I laughed. Her breath caught and she looked at me, dead-on, as if my eyes were sparking glints. But my surprise was even greater. Seeing her stare at me for the first time, I realized her eyes were heterochromatic: the left was sea-green, the right a deep blue. The surreal effect was only heightened by her albino skin and starkly white hair.
“Don’t stare,” I chided. “We consider it rude.”
“Stare?”
“Looking me in the face directly,” I explained.
“Oh. Sorry.”
“First time seeing someone laugh?”
“First time seeing anything!” she said, laughing herself. “Well, mostly.”
“Oh?”
“Within, I saw shadows. First during Fear, and I didn’t do it again for a long time because I was caught. Then Quiddity taught me how to do it surreptitiously. After three Fears, I began seeing the shadows everywhere, all the time.”
“Wakeful?”
“Yes. Did that happen to you?”
“No,” I told her. “I’ve never met any One that happened to.”
“Hmm. So how did you come Without?”
“Another time, Quibble,” I said with a sigh. “You must know what you just told me is a dangerous secret, practically a heresy. We’re hardly friends, and you spilled it like you were talking about a change in the weather.”
“The weather?”
I pointed out the window. “Look outside. See all that blue? That’s sky. It grows light and dark – we call that day and night. And then there’s weather. Like the storm last night. Now it’s clear – no clouds, no rain, no lightning. The weather changed.”
“Day and night – like Fears and the times between them?”
“Not nearly so long. It will grow dark again in about nine hours – oh, I suppose there’s no point telling you what an hour is. You’ll see. You grow used to it quickly.”

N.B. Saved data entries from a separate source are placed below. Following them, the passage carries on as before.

PR #387, opened 2016-06-20
Revert "Add initial support for smartparens-mode."

### LINKED ISSUE #386: New smartparens support breaks Spacemacs
Downstream bug report is here: syl20bnr/spacemacs#6375

Malabarba:
Reverts clojure-emacs/clojure-mode#385
Fixes #386


Malabarba:
The reasons for reverting are discussed in #385

PR #391, opened 2016-06-29
Symbols in Clojure are allowed to contain `!' and `?'

### LINKED ISSUE #392: wrong syntax class for `?` and `!`
## Expected behavior 
When pressing `C-c C-d d` while point is inside `swap!` I expect to be prompted for the docs about `swap!`

## Actual behavior
I get prompted for the docs about `swap`

Press `C-c C-d d` and be prompted for docs about `swap`

Same goes for symbols ending with `?`

Executing the following elisp fixes the problems, but I don't know how much breakage this will incur.
```
(modify-syntax-entry ?! "w")
(modify-syntax-entry ?? "w")
```
### CIDER version information

```
;; CIDER 0.13.0snapshot (package: 20160524.714), nREPL 0.2.12
;; Clojure 1.8.0, Java 1.8.0_92
```

### Emacs version

 24.5.1

### Operating system

OS X 10.11 "El Capitan"

slipset:

- fixes #392 `cider-symbol-at-point` for functions containing `!` and `?`, like `swap!` and `nil?`

### DIFF
--- a/CHANGELOG.md
+++ b/CHANGELOG.md
@@ -4,6 +4,8 @@
 
 ### Bugs fixed
 
+* [#392](https://github.com/clojure-emacs/clojure-mode/issues/392): Wrong syntax class for `?` and `!`
+
 * [#389](https://github.com/clojure-emacs/clojure-mode/issues/389): Fixed the indentation of `defrecord` and `deftype` multiple airity protocol forms.
 
 ## 5.5.0 (2016-06-25)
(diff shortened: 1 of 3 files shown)


bbatsov:
This looks ok to me. I wonder why no one noticed the problem for so long. Ideally the change should be accompanied by some tests. You should also update the commit message to match our guidelines and add a changelog entry.

slipset:
@bbatsov if my commit-message is not up to par, please advice me on what's missing, as I'm a bit new to this.

Malabarba:
I think nobody noticed this because it apparently doesn't affect anything.
For instance, the backward/forward-sexp commands work fine (in fact, the test added by this PR already passes with the current code), and even running `(thing-at-point 'symbol)` successfully returns the whole symbols.

I agree it's good to fix the syntax table, but it would be nice to have a real test for this (one that fails now, but passes with the change).

bbatsov:
If `(thing-at-point 'symbol)` works properly by default than I'm wondering where the issue reported stems from...

PR #396, opened 2016-07-23
Fixing prefix syntaxes

vspinu:
I have altered both # and ? syntaxes and added a couple of test for that. Also moved syntax related tests into a dedicated file.


bbatsov:
Looks good to me. Thanks!

PR #397, opened 2016-07-23
[Fix #393] don't hard-code imenu-generic-expression

### LINKED ISSUE #393: Imenu matching is hardcoded
As far as I can tell [this](https://github.com/clojure-emacs/clojure-mode/blob/master/clojure-mode.el#L347-L349) usage is not the right way to go about it. 

As a result I cannot add my patterns to `imenu-generic-expression`.  

The line should probably be 

```elisp
(add-to-list 'imenu-generic-expression '(nil clojure-match-next-def 0))
```

vspinu:


bbatsov:
Looks good. Thanks!

PR #408, opened 2016-09-16
Use customizable prefix key

### LINKED ISSUE #407: Use customizable prefix key
## Expected behavior

The prefix key for `clojure-mode-map` should be customizable, as it is in packages like [Projectile](https://github.com/bbatsov/projectile/blob/master/projectile.el#L202).

## Actual behavior

The `C-c C-r` key sequence is [hard-coded](https://github.com/clojure-emacs/clojure-mode/blob/master/clojure-mode.el#L194).

Obvious.

## Environment & Version information

Not needed.

`clojure-mode`: 5.5.2

### Emacs version

Emacs: 24.5.50.1

### Operating system

OS: Fedora 14

xiongtx:
Fixes #407.

-----------------

- [ ] You've added tests (if possible) to cover your change(s). Indentation & font-lock tests are extremely important!

Thanks!

### DIFF
--- a/clojure-mode.el
+++ b/clojure-mode.el
@@ -191,38 +191,55 @@ Out-of-the box clojure-mode understands lein, boot and gradle."
           (and (listp value)
                (cl-every 'stringp value))))
 
+(defcustom clojure-mode-keymap-prefix "C-c C-r"
+  "Clojure mode keymap prefix."
+  :group 'clojure
+  :type 'string)
+
+(defvar clojure-mode-prefixed-bindings
+  '(("C-t" . clojure-thread)
+    ("t" . clojure-thread)
+    ("C-u" . clojure-unwind)
+    ("u" . clojure-unwind)
+    ("C-f" . clojure-thread-first-all)
+    ("f" . clojure-thread-first-all)
+    ("C-l" . clojure-thread-last-all)
+    ("l" . clojure-thread-last-all)
+    ("C-a" . clojure-unwind-all)
+    ("a" . clojure-unwind-all)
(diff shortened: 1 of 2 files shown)


clojure-mode.el
```diff
@@ -191,38 +191,55 @@ Out-of-the box clojure-mode understands lein, boot and gradle."
           (and (listp value)
                (cl-every 'stringp value))))
 
+(defcustom clojure-mode-keymap-prefix "C-c C-r"
```
bbatsov: The refactoring prefix shouldn't really be customizable in this manner. A major mode's keybindings should always start with `C-c`, no exceptions. Only the `C-r` part might be made customizable, but I don't see much value in doing this.

clojure-mode.el
```diff
@@ -191,38 +191,55 @@ Out-of-the box clojure-mode understands lein, boot and gradle."
...
+  "Clojure mode keymap prefix."
+  :group 'clojure
+  :type 'string)
+
+(defvar clojure-mode-prefixed-bindings
```
bbatsov: I'd define a nested keymap, instead of generating keybindings dynamically.

clojure-mode.el
Malabarba: Also, it should be called `clojure-mode-refactorings-keymap-prefix` or something like that. As only our refactoring commands are under this prefix.

xiongtx:
Closed due to [not being needed](https://github.com/clojure-emacs/clojure-mode/issues/407#issuecomment-247744686).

“So, when night comes, will the storm come too?”
“It doesn’t work like that. I mean, yes, day and night do affect the weather—” I felt the conversation was drifting too far afield. Quibble would have to discover certain things for herself. “The point I want to impress on you is that you must be discreet with your secrets, especially the heretical ones. Here, Without, it’s true you’ve freed yourself of Unity’s control, but still you must fear the Zeros. Even more so now. Remember the Negative Confession: censoriousness is perfecting.”
Quibble nodded her head gravely.
“Anyway,” I said, “we were talking about reading.”

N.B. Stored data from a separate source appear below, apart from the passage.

PR #415, opened 2016-11-01
Port let related refactorings from clj-refactor.el

benedekfazekas:
Migrate introduce let, move to let from clj-refactor.el. Add introduce
expanded let, forward slurp into let and backward slurp into let.

-----------------

Implementation follows the main outlines of the cljr code but is
reworked at certain places. Major differences are as follows:
- Expanded let is introduced: with a prefix argument let introduced N
lists up with all the occurrences of bound form replaced at addition
time.
- New function: slurp function into let form forward and backward. Added
value again is to replace bounded forms with their bound names in the
slurped forms. prefix argument can be used again to slurp multiple forms
into the let.
- Expand let is not ported from cljr. Instead `paredit-convolute-sexp`
is advised to replace forms with bound names when used on let like form.

Further notes:
- `string-trim` is moved upstream from cider (after merging this, cider
can be refactored to use the trim fns from `clojure-mode`)

Advise `paredit-convolute-sexp` when used on a let form as drop in replacement for `cljr-expand-let`.

### DIFF
--- a/clojure-mode.el
+++ b/clojure-mode.el
@@ -11,7 +11,7 @@
 ;; URL: http://github.com/clojure-emacs/clojure-mode
 ;; Keywords: languages clojure clojurescript lisp
 ;; Version: 5.6.0-cvs
-;; Package-Requires: ((emacs "24.3"))
+;; Package-Requires: ((emacs "24.4"))
 
 ;; This file is not part of GNU Emacs.
 
@@ -68,6 +68,7 @@
 (require 'imenu)
 (require 'newcomment)
 (require 'align)
+(require 'subr-x)
 
 (declare-function lisp-fill-paragraph  "lisp-mode" (&optional justify))
 
@@ -227,6 +228,10 @@ Out-of-the box clojure-mode understands lein, boot and gradle."
     (define-key map (kbd "n h") #'clojure-insert-ns-form-at-point)
     (define-key map (kbd "n u") #'clojure-update-ns)
     (define-key map (kbd "n s") #'clojure-sort-ns)
+    (define-key map (kbd "s i") #'clojure-introduce-let)
+    (define-key map (kbd "s m") #'clojure-move-to-let)
+    (define-key map (kbd "s f") #'clojure-let-forward-slurp-sexp)
+    (define-key map (kbd "s b") #'clojure-let-backward-slurp-sexp)
     map)
   "Keymap for Clojure refactoring commands.")
 (fset 'clojure-refactor-map clojure-refactor-map)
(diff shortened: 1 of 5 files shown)


benedekfazekas:
all yours ladies and gents for some good reviewing :)

clojure-mode.el
```diff
@@ -2061,6 +2108,209 @@ See: https://github.com/clojure-emacs/clj-refactor.el/wiki/cljr-cycle-if"
...
+  (unless n (setq n 1))
+  (dotimes (k n)
+    (save-excursion (clojure--let-forward-slurp-sexp-internal))))
+
+;;;###autoload
+(defun clojure-introduce-let (&optional n)
+  "Create a let form, binding the form at point.
+With a numeric prefix argument the let is introduced N lists up."
+  (interactive "P")
+  (clojure--introduce-let-internal (read-from-minibuffer "Name: ") n))
```
bbatsov: I guess we can have a better (clearer) prompt here.

clojure-mode.el
```diff
@@ -2061,6 +2108,209 @@ See: https://github.com/clojure-emacs/clj-refactor.el/wiki/cljr-cycle-if"
...
+
+;;;###autoload
+(defun clojure-move-to-let ()
+  "Move the form at point to a binding in the nearest let."
+  (interactive)
+  (clojure--move-to-let-internal (read-from-minibuffer "Name: ")))
```
bbatsov: Same here.

bbatsov:
You're welcome. :-)

clojure-mode.el
```diff
@@ -540,6 +558,23 @@ This could cause problems.
 It is simply `clojure-docstring-fill-prefix-width' number of spaces."
   (make-string clojure-docstring-fill-prefix-width ? ))
 
+;; moved upstream from cider
+(defun clojure-string-trim-left (string)
```
benedekfazekas: happy to do that. I will modify the PR accordingly

clojure-mode.el
```diff
@@ -440,20 +449,29 @@ ENDP and DELIMITER."
...
   (when (>= paredit-version 21)
     (let ((keymap (or keymap clojure-mode-map)))
       (define-key keymap "{" #'paredit-open-curly)
       (define-key keymap "}" #'paredit-close-curly))
     (add-to-list 'paredit-space-for-delimiter-predicates
                  #'clojure-space-for-delimiter-p)
     (add-to-list 'paredit-space-for-delimiter-predicates
-                 #'clojure-no-space-after-tag)))
+                 #'clojure-no-space-after-tag)
+    (advice-add 'paredit-convolute-sexp :after #'clojure--replace-let-bindings-and-indent)))
```
benedekfazekas: right, it is only available from 24.4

“Oh, yes! Do you have orbs? I don’t know how I feel about dreaming now but—”
“We don’t have orbs, and we don’t read by dreaming. I’m not sure it’s advisable for you to read just yet, anyway. I want you to try writing instead.”
“Writing?”
“Creating text on your own.”
Quibble was quiet. I skanced her: she was staring at me again. I pursed my lips, and she looked away.
Going to the cell’s desk, I lifted the lid and took out a bottle of ink, a quill, and a sheet of parchment, then sat down and beckoned Quibble to look over my shoulder. I dipped the quill in the ink, tapped the nib on the bottle’s mouth to shake off the excess, set quill to parchment, and printed a neat letter Q.
“Oh! Oh, Nish, that’s incredible!”
“I have things to do elsewhere. While I’m gone, sit here and practice your letters. Try writing sentences. Tell your story, if you wish. Just don’t write any heresies! Write small, please. The ink is dear.”
Rising, I pointed at the bottle. Quibble sat and took up the quill.
“What do you make the ink from?” she asked.
“Shaggy inkcaps.” She looked at me. “Mushrooms. I’ll show you sometime. The parchment—” I touched the page. “—is hard to make, rare. Adroit make paper.”
Following my lead, Quibble drew a U looking rather more like a V after my Q. Leaving her, I made a beeline for the shearing pens.